Messi made a mistake
Then, Messi did a very atypical, self-indulgent thing. It is disheartening to see a footballer representing the nation-state of Qatar collect hundreds of millions from the nation-state of Saudi Arabia. It is even worse to see him do it consciously. Messi, it has since emerged, knew his suspension was coming. He was informed by manager Christophe Galtier that the team would have to report to training on Monday morning if they lost to Lorient.
As Messi stormed down the Parc des Princes tunnel following a 3-1 defeat, then, he knew he had a team engagement in less than 24 hours. And he got on a plane, anyway. Messi, as a result, is banned for two weeks. It is possible, if not likely, that he doesn’t play for PSG again. He has lost the faith of the fans, first booed, then sworn at by the club’s most loyal supporters.
And although his manager is yet to comment on Messi’s future beyond the next fortnight, the Argentine has done something pedantic here. His Paris Saint-Germain career was fading to an anticlimactic end anyway. This was a disappointing way to speed up that process.
It’s come at the exact wrong time for his Ballon d’Or campaign, too. Messi was already allowing the gap in this argument narrow. His post-World Cup showings have been dire at times, and while he still has 12 goal contributions to his name, he’s now something of a ghostly figure sort of strolling near the centre circle for most contests.
There is also his team’s form to consider. PSG have been knocked out of the Champions League by a struggling Bayern Munich side and bounced from the Coupe de France by arch-rivals Marseille. Meanwhile, a double-digit Ligue 1 lead has shrunk to just five points.
Messi is not only to blame here — some of PSG’s defending has been miserable, while Kylian Mbappe has also been short of his best — but Ballon d’Or contenders don’t often point fingers elsewhere.
He is playing — and now not playing — his way out of contention.
Haaland over Messi?
And that’s where Haaland comes in. A handful of players have enjoyed similarly prolific seasons and failed to win the Ballon d’Or. Cristiano Ronaldo, at his scintillating best in 2012, bagged 60 and still failed to take home the award. And it’s not just been strikers, either. Virgil Van Dijk was a real contender in 2019, winning the Champions League and anchoring a Liverpool side that finished the Premier League with 97 points. But every time, Messi has been the blockade. Whether by statistics or performance, the little Argentine has been a step above everyone else.
And for long stretches this season, Messi has still been the best in the world. His World Cup performances were spellbinding, with the Argentine orchestrating Argentina’s first global title since 1986. The winner against Mexico, impossible assists against Croatia and the Netherlands, and double in the final will stand out. But his level of play throughout was mesmerising.

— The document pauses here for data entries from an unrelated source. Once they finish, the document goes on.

PR #201, opened 2020-08-11
Fix the inveracious logging.Logger to customize.

louyuting:
In logging module, current implementation cannot customize Logger implementation by user.
Current exported function, logging.ResetDefaultLogger(), is not working as expected. 

### Special notes for reviews

### DIFF
--- a/logging/logging.go
+++ b/logging/logging.go
@@ -29,7 +29,7 @@ const (
 var (
 	globalLogLevel = Info
 
-	defaultLogger = NewConsoleLogger(DefaultNamespace)
+	globalLogger = NewConsoleLogger(DefaultNamespace)
 )
 
 func GetGlobalLoggerLevel() Level {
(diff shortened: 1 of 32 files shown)


logging/logging.go
```diff
@@ -39,33 +40,33 @@ func SetGlobalLoggerLevel(l Level) {
 	globalLogLevel = l
 }
 
-func GetDefaultLogger() Logger {
-	return defaultLogger
+func GetGlobalLogger() Logger {
```
sczyh30, line 43: Actually we may export functions like `Infof`, `Warn` as delegates to the default logger in `logging` package, so it could be more convenient to use:

```go
logging.Infof(xxx)
```

eddycjy:
Thanks for the fix, I think it is basically available.

sczyh30:
Nice work. Thanks!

The Albieceleste weren’t just a one-man show by any means. There was quality elsewhere in the Argentina side, but it was Messi’s ability to bring the best out of those around him that led to a World Cup win. Enzo Fernandez, now of Chelsea, is not a £106.8 million ($131m) player without his No.10.
Those moments, although not forgotten, will have been pushed further back into the minds of Ballon d’Or voters. Recency bias is real, and although Messi has achieved something historic for his country, Haaland is smashing records for his club right here, right now.
Haaland is still on the pitch. Messi, meanwhile, is at home, watching his grip on an eighth Ballon d’Or steadily slip away.